Разбиваем на тренировочную и тестовую выборки, получаем признаки для train и test

from sklearn.feature_extraction.text import TfidfVectorizer
from sklearn.linear_model import LogisticRegression
from sklearn.model_selection import train_test_split

vectorizer_params = {
    "max_features": cfg.params.max_features,
    "analyzer": "word"
}

tfidf_vectorizer = TfidfVectorizer(**vectorizer_params)

train, test = train_test_split(
    processed_data,
    test_size=cfg.params.test_size,
    shuffle=cfg.params.shuffle,
    random_state=cfg.params.random_state,
)

tfidf_vectorizer.fit(train["corpus"].to_pandas().astype(str))

train_features = tfidf_vectorizer.transform(train["corpus"].list.join(" ").to_numpy())
test_features = tfidf_vectorizer.transform(test["corpus"].list.join(" ").to_numpy())

Вспомогательный код для отрисовки Confusion матрицы

import numpy as np
from matplotlib import pyplot as plt
from matplotlib.figure import Figure
from sklearn.metrics import (
    ConfusionMatrixDisplay,
)

def conf_matrix(y_true: np.ndarray, pred: np.ndarray) -> Figure:
    plt.ioff()
    fig, ax = plt.subplots(figsize=(5, 5))
    ConfusionMatrixDisplay.from_predictions(y_true, pred, ax=ax, colorbar=False)
    ax.xaxis.set_tick_params(rotation=90)
    _ = ax.set_title(f"Confusion Matrix")
    plt.tight_layout()
    return fig

Используем MLflow для логирования результатов обучения логистической регрессии

import mlflow
from sklearn.metrics import classification_report

# Подключение к серверу MLflow
mlflow.set_tracking_uri("http://127.0.0.1:8080")

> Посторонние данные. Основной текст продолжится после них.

PR #197, opened 2015-03-20
Support Online PAC URL

GangZhuo:
see https://github.com/shadowsocks/shadowsocks-csharp/issues/163 .

One problem is that can't use blocked URL.


clowwindy:
First thanks for your work.

There're two problems:

1. You can just set the system PAC to the online PAC URL. No need to redirect.
1. You don't have implement a message box yourself. http://stackoverflow.com/questions/23693106/use-a-messagebox-to-get-a-user-input

GangZhuo:
new pull request at https://github.com/shadowsocks/shadowsocks-csharp/pull/198

clowwindy:
You don't have to use a new pull request. Just push new commits to this branch.

GangZhuo:
Ok, I will do it tonight.

GangZhuo:
Redirect maybe better, when share on LAN, others can get affect. Right?

clowwindy:
If users have specified an online URL, when they find the URL in their IE settings is still local URL, they will think it's a bug. And I don't think they want to use LAN sharing that way. If he already has an online PAC URL, he can just copy it to other devices.

Besides, some clients have compatibility issues on redirects. They if the PAC URL has an cache policy, they may also cache the 302 response, which is confusing to our users.

GangZhuo:
Done, please review.

shadowsocks-csharp/View/MenuViewController.cs
```diff
@@ -481,5 +491,38 @@ void openURLFromQRCode(object sender, FormClosedEventArgs e)
...
+        {
+            string origPacUrl = controller.GetConfiguration().pacUrl;
+            string pacUrl = Microsoft.VisualBasic.Interaction.InputBox(
+                I18N.GetString("Please input PAC Url"),
+                I18N.GetString("Update Online PAC URL"),
+                origPacUrl, -1, -1);
+            if (!string.IsNullOrEmpty(pacUrl) && pacUrl != origPacUrl)
+            {
+                controller.SavePACUrl(pacUrl);
+            }
```
clowwindy: You may need to warn the user if he didn't input a valid URL.

GangZhuo:
The InputBox also return empty string when user click the cancel button, so it is difficult to determine that the user input empty string or click the cancel button, maybe pop a confirm box?

clowwindy:
Well, if we can't distinguish empty string and cancel, I think we don't need validation. You can revert the last commit and I'll merge this pull request.

Thank you for the great work!

GangZhuo:
Done, please review.

clowwindy:
Merged, thanks!

GangZhuo:
Great, Thanks

PR #220, opened 2015-05-11
Add feature gfwlist2pac

everyx:
gfwlist2pac is a great tool and I think it could let shadowsocks-csharp more awesome.


everyx:
@clowwindy I found that this feature is contained in the previous version (https://github.com/shadowsocks/shadowsocks-csharp/commit/74c61ca76a3c032760c0b08190a6599b68ed4127), so maybe this feature is undesired for your, could you please tell me the resion? thanks!

clowwindy:
Thanks for the work, but we already support precise mode. Precise mode is good enough.

everyx:
I have some problerm of regexpRegExp like `"/^https?:\\/\\/[^\\/]+google\\.(.*)/"` in windows 8.1, maybe it is a bug?

PR #221, opened 2015-05-14
Add SocketAsyncEventArgs to handle local connections

xcnick:


clowwindy:
I think it's not necessary. It's just a client, not a busy server. It doesn't worth the effort to preallocate 8000 buffers of 4K size.

PR #223, opened 2015-06-07
规范多语言特性命名

celeron533:
Update the dictionary keys in languages file from nature English to consolidated names.


clowwindy:
I prefer the Apple localization style which uses the English version string directly as the key, making the code much easier to read and save binary space for an extra English version.

PR #256, opened 2015-08-06
Added list of servers in QRCode generate window to select.

JeffreyZhang105:
To add multiple servers in android phone, now it is no need to chose server one by one and generate QRCode for each. Just need to select the server listed in right.


clowwindy:
Merged, thanks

# Зафиксируем текущее название эксперимента
mlflow.set_experiment(EXPERIMENT_NAME)


with mlflow.start_run(run_name=RUN_NAME) as run:
    model_params = {
        "random_state": cfg.params.random_state,
        "multi_class": "multinomial",
        "solver": "saga",
    }
    
    model_lr = LogisticRegression(**model_params)
    model_lr.fit(train_features, train["Polarity"])
    
    predicts = model_lr.predict(test_features)
    
    report = classification_report(test["Polarity"], predicts, output_dict=True)

    # логирование метрик из classification report
    mlflow.log_metric("accuracy", report.pop("accuracy"))
    for class_or_avg, metrics_dict in report.items():
        if class_or_avg == 'macro avg':
            break
        for metric, value in metrics_dict.items():
            mlflow.log_metric(class_or_avg + '_' + metric, value)
    
    # Логирование параметров модели
    mlflow.log_params(vectorizer_params) 
    mlflow.log_params(model_params)

    # Логирование целой модели для переиспользование
    mlflow.sklearn.log_model(
        sk_model=model_lr, 
        input_example=test_features[:10], 
        artifact_path=f"mlflow/{RUN_NAME}/model"
    )
    
     # Получение confusion matrix на два класса
    fig = conf_matrix(test["Polarity"], predicts)
    
    # Логирование фигур или целых артефактов
    mlflow.log_figure(fig, f'{RUN_NAME}_confusion_matrix.png')
2024/05/19 18:22:30 INFO mlflow.tracking.fluent: Experiment with name 'Embedding_50K_v2' does not exist. Creating a new experiment.